AccueilCritiquesComédie dramatiqueMURIEL FAIT LE DESESPOIR DE SES PARENTS

MURIEL FAIT LE DESESPOIR DE SES PARENTS

Lorsque Muriel, 17 ans, tombe amoureuse de sa meilleure amie Nora, elle se décide à en parler à sa mère, mais cette dernière réagit mal à cette annonce…

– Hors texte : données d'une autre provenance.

PR #1110, opened 2021-01-15
feat(datastore) only include changed fields in update mutations

richardmcclellan:
### Problem
Currently when performing an update mutation, all fields are sent in the request to AppSync.  This prevents customers from being able to benefit from the AutoMerge conflict resolution strategy.  If AppSync receives a mutation with an outdated version, it attempt to intelligently merge the update, if the fields that have changed do not overlap with the fields that changed in the conflicting mutation.  However, since the client sends all fields, the benefits of AutoMerge will never occur.   Instead, all mutations with outdated versions will silently fail.  The update will not occur, and the original model is returned back to the client.

### Solution
This PR updates DataStore so that only the fields that have _changed_ will be sent to the server.   A comparison is done with the current version of the model in SQLite to determine which fields are different.   
 
### DIFF
--- a/aws-api-appsync/src/main/java/com/amplifyframework/datastore/appsync/ModelConverter.java
+++ b/aws-api-appsync/src/main/java/com/amplifyframework/datastore/appsync/ModelConverter.java
@@ -53,7 +53,7 @@ public final class ModelConverter {
 
     /**
      * Convert a Map&lt;String, Object&gt; to a Model.
-     * @param map a a Map&lt;String, Object&gt;
+     * @param map a Map&lt;String, Object&gt;.
      * @param modelClass Class of Model to convert the Map to.
      * @param <T> type of the Model instance to convert to.
      * @return a Model instance created from the provided Map.
@@ -64,4 +64,3 @@ public final class ModelConverter {
         return gson.fromJson(jsonString, modelClass);
     }
 }
-
--- a/aws-api-appsync/src/main/java/com/amplifyframework/datastore/appsync/ModelConverter.java
+++ b/aws-api-appsync/src/main/java/com/amplifyframework/datastore/appsync/ModelConverter.java
@@ -1,0 +1,67 @@
+/*
+ * Copyright 2021 Amazon.com, Inc. or its affiliates. All Rights Reserved.
+ *
+ * Licensed under the Apache License, Version 2.0 (the "License").
+ * You may not use this file except in compliance with the License.
+ * A copy of the License is located at
+ *
+ *  http://aws.amazon.com/apache2.0
+ *
+ * or in the "license" file accompanying this file. This file is distributed
+ * on an "AS IS" BASIS, WITHOUT WARRANTIES OR CONDITIONS OF ANY KIND, either
+ * express or implied. See the License for the specific language governing
+ * permissions and limitations under the License.
+ */
+
+package com.amplifyframework.datastore.appsync;
+
+import com.amplifyframework.core.model.Model;
+import com.amplifyframework.util.GsonFactory;
+import com.amplifyframework.util.GsonObjectConverter;
+
+import com.google.gson.Gson;
+import com.google.gson.JsonElement;
+
+import java.util.HashMap;
+import java.util.Map;
+
+/**
+ * Utility for converting a Model to/from a Map&lt;String, Object&gt;.
+ */
+public final class ModelConverter {
+
+    private ModelConverter() { }
+
+    /**
+     * Convert a Model to a Map&lt;String, Object&gt;.
+     * @param model a Model instance.
+     * @param <T> type of the Model instance.
+     * @return a Map&lt;String, Object&gt; representation of the provided Model instance.
+     */
+    public static <T extends Model> Map<String, Object> toMap(T model) {
+        if (model == null) {
+            return new HashMap<>();
+        }
+        if (model instanceof SerializedModel) {
+            return ((SerializedModel) model).getSerializedData();
+        } else {
+            Gson gson = GsonFactory.instance();
+            JsonElement jsonElement = gson.toJsonTree(model);
+            return GsonObjectConverter.toMap(jsonElement.getAsJsonObject());
+        }
+    }
+
+    /**
+     * Convert a Map&lt;String, Object&gt; to a Model.
+     * @param map a a Map&lt;String, Object&gt;
+     * @param modelClass Class of Model to convert the Map to.
+     * @param <T> type of the Model instance to convert to.
+     * @return a Model instance created from the provided Map.
+     */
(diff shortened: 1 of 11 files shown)


aws-api-appsync/src/main/java/com/amplifyframework/datastore/appsync/ModelConverter.java
```diff
@@ -0,0 +1,67 @@
...
+        } else {
+            Gson gson = GsonFactory.instance();
+            JsonElement jsonElement = gson.toJsonTree(model);
+            return GsonObjectConverter.toMap(jsonElement.getAsJsonObject());
+        }
+    }
+
+    /**
+     * Convert a Map&lt;String, Object&gt; to a Model.
+     * @param map a a Map&lt;String, Object&gt;
```
raphkim, line 56:
```suggestion
     * @param map a Map&lt;String, Object&gt;.
```

aws-api-appsync/src/main/java/com/amplifyframework/datastore/appsync/ModelConverter.java
```diff
@@ -0,0 +1,67 @@
...
+
+import java.util.HashMap;
+import java.util.Map;
+
+/**
+ * Utility for converting a Model to/from a Map&lt;String, Object&gt;.
+ */
+public final class ModelConverter {
+
+    private ModelConverter() { }
```
raphkim, line 33: nit: we don't enforce "whitespace around" checkstyle rules for empty constructors so we can just do `{}` instead of `{ }`

aws-datastore/src/main/java/com/amplifyframework/datastore/storage/sqlite/SQLiteStorageAdapter.java
```diff
@@ -754,18 +756,30 @@ private synchronized void bindValueToStatement(
...
+
+        Iterator<? extends Model> result = Single.<Iterator<? extends Model>>create(emitter -> {
+            if (model instanceof SerializedModel) {
+                query(modelName, Where.matches(condition), emitter::onSuccess, emitter::onError);
+            } else {
+                query(model.getClass(), Where.matches(condition), emitter::onSuccess, emitter::onError);
+            }
+        }).blockingGet();
+        return result.hasNext() ? result.next() : null;
     }
```
raphkim, line 783: the reason for implementing `modelExist()` method explicitly rather than using `query()` was to remove the workload required to serialize queried models when quickly checking if an item exists in the database. Not sure how much of a boost you get out of it though.

raphkim (approved):

changxu0306 (approved):
Ship it!🚢

aws-api-appsync/src/main/java/com/amplifyframework/datastore/appsync/ModelConverter.java
```diff
@@ -0,0 +1,66 @@
...
```
richardmcclellan, line 33:
```suggestion
    private ModelConverter() {}
```

aws-api-appsync/src/main/java/com/amplifyframework/datastore/appsync/SerializedModel.java
```diff
@@ -44,6 +44,45 @@ private SerializedModel(
...
+     * Computes the difference between two Models, comparing equality of each field value for each Model, and returns
+     * the difference as a SerializedModel.
+     * @param updated the updated Model, whose values will be used to build the resulting SerializedModel.
+     * @param original the original Model to compare against.
+     * @param modelSchema ModelSchema for the Models between compared.
+     * @param <T> type of the Models being compared.
+     * @return a SerializedModel, containing only the values from the updated Model that are different from the
+     *         corresponding values in original.
+     */
+    public static <T extends Model> SerializedModel difference(T updated, T original, ModelSchema modelSchema) {
```
rjuliano, line 71: Should modelSchema be a parameter or could we just infer it from the models passed in?

aws-datastore/src/main/java/com/amplifyframework/datastore/storage/sqlite/SQLiteStorageAdapter.java
richardmcclellan: That is a valid performance concern!  For the use case addressed by this PR, I need to serialize the queried models, in order to compute which fields have changed, for any save initiated by the client.  That said, this isn't necessary when saving models that come from the server, via the `SyncProcessor`, or `SubscriptionProcessor`.   We actually know this based on the `initiator` parameter of the `save` method.

Let me see what I can do to eliminate any unnecessary work based on that parameter.

rjuliano (commented):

Dans le paysage cinématographique français, Philippe Faucon fait figure de réalisateur discret et à la retenue notable n’enchainant pas les projets (à peine dix longs métrages en 35 ans de carrière!). Son troisième opus, Muriel fait le désespoir de ses parents, sensible chronique d’une adolescente mal dans sa peau qui se cherche dans son désir, a tout de la fiction « minimale », à l’écriture modeste et qui, pourtant, ne manque pas de qualités. Faucon observe sa jeune héroïne avec tact, pudeur, procédant par petites touches et ne cherchant ni effets dramatiques ni effusions de sentiments. Le style du cinéaste se rapproche d’un Eric Rohmer auquel on pense tout de suite pour sa ressemblance avec sa série des Contes, mettant en scène des jeunes adultes en proie à leur émois amoureux. Le naturel des situations, la vérité qui se dégage des rapports entre les protagonistes sautent aux yeux et ces trajectoires sentimentales nous touchent parce que tout simplement, on est tous passés par là. Le minimalisme de la réalisation peut par moments évoquer un simple téléfilm, en tout cas Faucon garde bille en tête son portrait féminin et tente de montrer combien la confusion des désirs n’est pas rare en fin d’adolescence. De plus, il ne propose pas un énième film sur la découverte de l’homosexualité sous forme de thèse en faveur de la différence, il ausculte juste les doutes et les maladresses de Muriel.

Les interprètes Catherine Klein, Dominique Perrier et Marie Rivière (actrice fétiche de Rohmer) filmées quasiment sans artifice apportent elles aussi leur pierre à l’édifice par un jeu sobre et naturaliste. Comme il le fera vingt ans plus tard avec son très beau Fatima, Philippe Faucon se rapproche au plus près des êtres que sa caméra suit, ici avec une sensualité certaine lorsqu’il s’agit de cadrer les étreintes parfois hésitantes, ou là avec une étonnante justesse lors des échanges entre Muriel et sa mère qui sont sûrement les scènes les plus belles de ce film attendrissant.

ANNEE DE PRODUCTION 1995.

 

REVIEW OVERVIEW

Réalisation
Scenario
Interprétation

CONCLUSION

Dans la lignée du cinéma intimiste de Rohmer, Philippe Faucon décrit avec justesse les émois amoureux d'une adolescente confuse dans son désir. Joliment accompagnées par des actrices sensibles.